#### [Stored data entries]
PR #826, opened 2023-08-09
vhdl-mode bug

dickmao:


dickmao:
Hello,

While developing some features for `vhdl-ext` MELPA package (
https://github.com/gmlarumbe/vhdl-ext) I believe I have come across a bug
in `vhdl-mode` function `vhdl-corresponding-begin`.

Inside the cond block, for the "end component" condition, it seems that the
enclosing parentheses to set capture group 1 in the `looking-at` string
argument are missing.

I attach a simple patch that fixes it.

Thanks!

Gonzalo

dickmao:
tags 65154 + patch
thanks

dickmao:
Gonzalo Larumbe <gonzalomlarumbe@gmail.com> writes:

> Hello,
>
> While developing some features for `vhdl-ext` MELPA package (https://github.com/gmlarumbe/vhdl-ext) I believe I have come across a bug in `vhdl-mode` function `vhdl-corresponding-begin`.
>
> Inside the cond block, for the "end component" condition, it seems that the enclosing parentheses to set capture group 1 in the `looking-at` string argument are missing.
>
> I attach a simple patch that fixes it.
>
> Thanks!
>
> Gonzalo

Copying in vhdl-mode.el maintainer Reto Zimmermann.

dickmao:
Thanks for reporting the issue.  It is fixed in my latest version 3.39.2 at

https://iis.ee.ethz.ch/~zimmi/emacs/vhdl-mode.html

Reto

PR #827, opened 2023-08-09
30.0.50; [PATCH] Simplify some internal Eshell command parsing functions

dickmao:


dickmao:
These changes are just there for cleanup, and to make it easier to work 
with this code going forward. Since Eshell command parsing now has 
fairly-thorough regression tests, I think these changes should be pretty 
safe.

In the second patch, I removed the need to use a dynamically-bound 
variable, but kept the old (now obsolete) function around for 
compatibility. I doubt any external packages are using this, but better 
safe than sorry...

PR #832, opened 2023-08-13
30.0.50; [PATCH] Add a built-in Eshell 'compile' command

dickmao:


dickmao:
There are already a few built-in Eshell commands that pop up a 
compilation buffer when used interactively ("make" and the various 
"grep" commands). This patch adds a new, generic "compile" built-in so 
that it's easy for users to take advantage of this behavior for other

#### [Problem statement]
What is wanted is every line above, written out exactly.

#### [Reply to the task]
PR #826, opened 2023-08-09
vhdl-mode bug

dickmao:


dickmao:
Hello,

While developing some features for `vhdl-ext` MELPA package (
https://github.com/gmlarumbe/vhdl-ext) I believe I have come across a bug
in `vhdl-mode` function `vhdl-corresponding-begin`.

Inside the cond block, for the "end component" condition, it seems that the
enclosing parentheses to set capture group 1 in the `looking-at` string
argument are missing.

I attach a simple patch that fixes it.

Thanks!

Gonzalo

dickmao:
tags 65154 + patch
thanks

dickmao:
Gonzalo Larumbe <gonzalomlarumbe@gmail.com> writes:

> Hello,
>
> While developing some features for `vhdl-ext` MELPA package (https://github.com/gmlarumbe/vhdl-ext) I believe I have come across a bug in `vhdl-mode` function `vhdl-corresponding-begin`.
>
> Inside the cond block, for the "end component" condition, it seems that the enclosing parentheses to set capture group 1 in the `looking-at` string argument are missing.
>
> I attach a simple patch that fixes it.
>
> Thanks!
>
> Gonzalo

Copying in vhdl-mode.el maintainer Reto Zimmermann.

dickmao:
Thanks for reporting the issue.  It is fixed in my latest version 3.39.2 at

https://iis.ee.ethz.ch/~zimmi/emacs/vhdl-mode.html

Reto

PR #827, opened 2023-08-09
30.0.50; [PATCH] Simplify some internal Eshell command parsing functions

dickmao:


dickmao:
These changes are just there for cleanup, and to make it easier to work 
with this code going forward. Since Eshell command parsing now has 
fairly-thorough regression tests, I think these changes should be pretty 
safe.

In the second patch, I removed the need to use a dynamically-bound 
variable, but kept the old (now obsolete) function around for 
compatibility. I doubt any external packages are using this, but better 
safe than sorry...

PR #832, opened 2023-08-13
30.0.50; [PATCH] Add a built-in Eshell 'compile' command

dickmao:


dickmao:
There are already a few built-in Eshell commands that pop up a 
compilation buffer when used interactively ("make" and the various 
"grep" commands). This patch adds a new, generic "compile" built-in so 
that it's easy for users to take advantage of this behavior for other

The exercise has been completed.